Staying clear off technicalities – the appropriate software to capture complex data, various techniques of visualization of data – I am going to explore how to make sense of complex data. One commonly used approach is to consider three or four Vs – Volume, Variety, Velocity, Veracity. The fourth V is a relatively recent addition to the trinity as a response to the growing threat of fake/false data which is part of any data set. It is important to grasp this point – false or fake data is not some separate data residing somewhere by itself. False data injection is a reality and is present everywhere which forces us to recognise the fourth V and include it in understanding complex data. Else, whatever ‘picture’ we portray will be woefully off the mark and lead to potentially disastrous results especially in security and healthcare. So much of social media is infected with fake/false data that algorithmic ‘studies’ of such data is an enormous waste of time and effort.

Why data technology is important

Anyone who has used some search engine or the other will understand words like tagging, which usually appear at the bottom of any writing on the internet, which helps in the search. Every piece of data is placed in some basket based on some parameters and organised on some lines. Normally, we refer to it as taxonomy. Every library uses it. In fact, any storing of information arranged with the object of facilitating retrieval has to follow some principle of classifying data.

The reason technology is important because, as Keith Foote observes, “Complex data models have now become the norm. A single stream of the data can travel through many hubs, and many different technologies”. And each schema has its own technology-specific terminology and syntax, as well as data types, as Foote notes. Modelling data thus becomes difficult.

One of the principal reasons for the increasing complexity is the multiplicity of data systems in a ‘single information system’, each following different foundational principles. If you did not pay attention to these specificities, the data ‘generated’ or ‘produced’ by the system will be of doubtful credibility. Integrating such diverse systems is no easy task but is essential to produce data that will stand up to scrutiny.
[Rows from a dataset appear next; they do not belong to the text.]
PR #519, opened 2024-08-17
feat: allow to accept beta for anthropic, support for prompt caching

b4s36t4:
**Title:** 
- Allow Anthropic prompt caching support in gateway.

### DIFF
--- a/src/providers/anthropic/api.ts
+++ b/src/providers/anthropic/api.ts
@@ -5,11 +5,16 @@ const AnthropicAPIConfig: ProviderAPIConfig = {
   headers: ({ providerOptions, fn }) => {
     const headers: Record<string, string> = {
       'X-API-Key': `${providerOptions.apiKey}`,
-      'anthropic-version': '2023-06-01',
     };
+
+    const betaHeader =
+      providerOptions?.['anthropicBeta'] ?? 'messages-2023-12-15';
+    const version = providerOptions?.['anthropicVersion'] ?? '2023-06-01';
+
     if (fn === 'chatComplete') {
-      headers['anthropic-beta'] = 'messages-2023-12-15';
+      headers['anthropic-beta'] = betaHeader;
     }
+    headers['anthropic-version'] = version;
     return headers;
   },
   getEndpoint: ({ fn }) => {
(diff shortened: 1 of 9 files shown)


src/types/requestBody.ts
```diff
@@ -222,6 +230,11 @@ export interface Tool {
   type: string;
   /** A description of the function. */
   function?: Function;
+
+  /**
+   * Only specific to anthropic
+   */
+  cache_control?: any;
```
VisargD: Should we use `AnthropicPromptCache` instead of `any` here?

src/providers/anthropic/api.ts
```diff
@@ -5,11 +5,15 @@ const AnthropicAPIConfig: ProviderAPIConfig = {
   headers: ({ providerOptions, fn }) => {
     const headers: Record<string, string> = {
       'X-API-Key': `${providerOptions.apiKey}`,
-      'anthropic-version': '2023-06-01',
     };
+
+    const betas = providerOptions?.['anthropicBeta'] ?? 'messages-2023-12-15';
```
VisargD: Is this a typo?

VisargD: Instead of betas, we can name it betaHeader or something similar

src/providers/anthropic/chatComplete.ts
```diff
@@ -433,7 +480,7 @@ export const AnthropicChatCompleteStreamChunkTransform: (
   chunk = chunk.trim();
 
   const parsedChunk: AnthropicChatCompleteStreamResponse = JSON.parse(chunk);
-
+  console.log(parsedChunk, 'chunk');
```
VisargD: Please remove this console log

b4s36t4: Done!

src/providers/anthropic/chatComplete.ts
```diff
@@ -118,6 +123,9 @@ export const AnthropicChatCompleteConfig: ProviderConfig = {
               const transformedMessage: Record<string, any> = {
                 role: msg.role,
                 content: [],
+                ...(msg.cache_control && {
```
VisargD: cache_control is only allowed inside the content array objects. So this mapping will not work as expected. It should be mapped inside individual objects

VisargD (approved):

PR #533, opened 2024-08-21
[Provider]: Deepbricks, SiliconFlow

sternelee:
support [deepbricks](https://deepbricks.ai/), [siliconflow](https://siliconflow.cn/)
They provide a more convenient and comprehensive LLMS service

### DIFF
--- a/src/providers/siliconflow/imageGenerate.ts
+++ b/src/providers/siliconflow/imageGenerate.ts
@@ -1,0 +1,47 @@
+import { SILICONFLOW } from '../../globals';
+import { ErrorResponse, ImageGenerateResponse, ProviderConfig } from '../types';
+import { SiliconFlowErrorResponseTransform } from './chatComplete';
+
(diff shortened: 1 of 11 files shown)


src/providers/siliconflow/imageGenerate.ts
```diff
@@ -0,0 +1,47 @@
+import { SILICONFLOW } from '../../globals';
+import { ErrorResponse, ImageGenerateResponse, ProviderConfig } from '../types';
+import { SiliconFlowErrorResponseTransform } from './chatComplete';
+
+export const SiliconFlowImageGenerateConfig: ProviderConfig = {
+  prompt: {
+    param: 'prompt',
+    required: true,
+  },
+  image_size: {
```
VisargD: We take the input in OpenAI format. So this should take size as input and map it to image_size

VisargD (dismissed):

Issue #537, opened 2024-08-24
[Feature] Support Audio routes for Azure OpenAI


narengogi:
### What Would You Like to See with the Gateway?

add new model support

PR #538, opened 2024-08-24
Azure OpenAI  Audio routes

narengogi:
- https://github.com/Portkey-AI/gateway/issues/537

### DIFF
--- a/src/handlers/handlerUtils.ts
+++ b/src/handlers/handlerUtils.ts
@@ -14,7 +14,7 @@ import {
 } from '../globals';
 import Providers from '../providers';
 import { ProviderAPIConfig, endpointStrings } from '../providers/types';
-import transformToProviderRequestJSON from '../services/transformToProviderRequest';
+import transformToProviderRequest from '../services/transformToProviderRequest';
 import {
   Config,
   Options,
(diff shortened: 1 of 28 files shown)


src/handlers/handlerUtils.ts
```diff
@@ -513,7 +540,11 @@ export async function tryPost(
     requestHeaders
   );
 
-  fetchOptions.body = JSON.stringify(transformedRequestBody);
+  fetchOptions.body = MULTIPART_FORM_DATA_ENDPOINTS.includes(fn)
+    ? (transformedRequestBody as FormData)
+    : JSON.stringify(transformedRequestBody);
+
+  console.log('fetchOptions', fetchOptions);
```
VisargD: Please remove this log

src/handlers/handlerUtils.ts
```diff
@@ -67,9 +69,13 @@ export function constructRequest(
     method,
     headers,
   };
+  const contentType = headers['content-type'];
+  const isGetMethod = method === 'GET';
```
VisargD, line 76: The code will never reach here if it is a GET method. So we can remove it

VisargD (approved):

Textual data and profiling  

Textual data is a large component of building relationships to create relevant and correct profiles.  It is ordinarily unstructured data which makes it more difficult to store and retrieve. Domain-specific approach is the ideal way to manage such data since familiarity improves success in retrieving and building appropriate relationships.

This is very serious especially in healthcare where the way a certain disease data is captured will determine its entire life cycle, and help uncover correct causes, leading us to the correct group of people who are likely exposed. Incorrect profiling can lead to wrong data from being captured and analysed. Ulcer is a classic example. For decades, it was mistakenly believed and treated that ulcers were caused by stress and spicy food until two Australian scientists – J Robin Warren and Barry J Marshall – published a paper in 1982 demonstrating that it was caused by H.pylori. They were awarded the Nobel Prize for Medicine in 2005. An essay on this points out that “In 1997, the Centers for Disease Control and Prevention, with other government agencies, academic institutions, and industry, launched a national education campaign to inform health care providers and consumers about the link between H. pylori and ulcers. This campaign reinforced the news that ulcers are a curable infection, and that health can be greatly improved and money saved by disseminating information about H. pylori” (https://www.tulipgroup.com/Crux_magazine/2009/Crux_34.pdf).

Let me end by coming back to the beginning: relationships are (almost) everything. Getting them right will lead us to our goals. Else, it just leads to pain, harm and destruction.